• PROBLEM TO SOLVE
Your response must be the entire set of entries, reproduced word for word.

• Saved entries
PR #2424, opened 2023-10-25
Support telescope position from `EarthLocation`s for `SubarrayDescription`

### LINKED ISSUE #2162: SubarrayDescription should support taking telescope positions as `EarthLocation`

To support actual telescopes, it would be better to support getting `EarthLocation` instances for the `SubarrayDescription` telescope positions.

StFroese:
fixes #2162


StFroese:
Ignore the test for now, I'll write a new one as a regression test...

ctapipe/instrument/subarray.py
```diff
@@ -81,8 +81,8 @@ def __init__(
         ----------
         name : str
             name of this subarray
-        tel_positions : Dict[int, np.ndarray]
-            dict of x,y,z telescope positions on the ground by tel_id. These are
+        tel_positions : Dict[int, Union[np.ndarray, EarthLocation]]
+            dict of x,y,z telescope positions on the ground by tel_id or EarthLocation. These are
```
maxnoe, line 85: `by tel_id or EarthLocation` sounds like `EarthLocation` could be the key of the dictionary, not another format for the value.

ctapipe/instrument/subarray.py
```diff
@@ -91,7 +91,9 @@ def __init__(
             coordinate system used for `tel_positions`.
         """
         self.name = name
-        self.positions = tel_positions or dict()
+        self.positions: Dict[int, Union[np.ndarray, EarthLocation]] = (
```
maxnoe, line 94: We shouldn't use mixed types for internal storage. We should accept `EarthLocation` or `GroundFrame` coordinates for the inputs, but then convert in `__init__` to one common format.

I think for now, that should be the previous, so ground frame coordinas.

ctapipe/instrument/subarray.py
```diff
@@ -157,9 +159,17 @@ def info(self, printer=print):
     def tel_coords(self):
         """Telescope positions in `~ctapipe.coordinates.GroundFrame`"""
 
-        pos_x = [p[0].to_value(u.m) for p in self.positions.values()]
-        pos_y = [p[1].to_value(u.m) for p in self.positions.values()]
-        pos_z = [p[2].to_value(u.m) for p in self.positions.values()]
+        positions = self.positions.values()
```
maxnoe, line 162: See above, internal representation should not be mixed.

ctapipe/instrument/subarray.py
Tobychev: True, better with something like 

dict of telescope positions by tel_id, given as x,y,z position or `EarthLocation`.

• FINAL ANSWER
PR #2424, opened 2023-10-25
Support telescope position from `EarthLocation`s for `SubarrayDescription`

### LINKED ISSUE #2162: SubarrayDescription should support taking telescope positions as `EarthLocation`

To support actual telescopes, it would be better to support getting `EarthLocation` instances for the `SubarrayDescription` telescope positions.

StFroese:
fixes #2162


StFroese:
Ignore the test for now, I'll write a new one as a regression test...

ctapipe/instrument/subarray.py
```diff
@@ -81,8 +81,8 @@ def __init__(
         ----------
         name : str
             name of this subarray
-        tel_positions : Dict[int, np.ndarray]
-            dict of x,y,z telescope positions on the ground by tel_id. These are
+        tel_positions : Dict[int, Union[np.ndarray, EarthLocation]]
+            dict of x,y,z telescope positions on the ground by tel_id or EarthLocation. These are
```
maxnoe, line 85: `by tel_id or EarthLocation` sounds like `EarthLocation` could be the key of the dictionary, not another format for the value.

ctapipe/instrument/subarray.py
```diff
@@ -91,7 +91,9 @@ def __init__(
             coordinate system used for `tel_positions`.
         """
         self.name = name
-        self.positions = tel_positions or dict()
+        self.positions: Dict[int, Union[np.ndarray, EarthLocation]] = (
```
maxnoe, line 94: We shouldn't use mixed types for internal storage. We should accept `EarthLocation` or `GroundFrame` coordinates for the inputs, but then convert in `__init__` to one common format.

I think for now, that should be the previous, so ground frame coordinas.

ctapipe/instrument/subarray.py
```diff
@@ -157,9 +159,17 @@ def info(self, printer=print):
     def tel_coords(self):
         """Telescope positions in `~ctapipe.coordinates.GroundFrame`"""
 
-        pos_x = [p[0].to_value(u.m) for p in self.positions.values()]
-        pos_y = [p[1].to_value(u.m) for p in self.positions.values()]
-        pos_z = [p[2].to_value(u.m) for p in self.positions.values()]
+        positions = self.positions.values()
```
maxnoe, line 162: See above, internal representation should not be mixed.

ctapipe/instrument/subarray.py
Tobychev: True, better with something like 

dict of telescope positions by tel_id, given as x,y,z position or `EarthLocation`.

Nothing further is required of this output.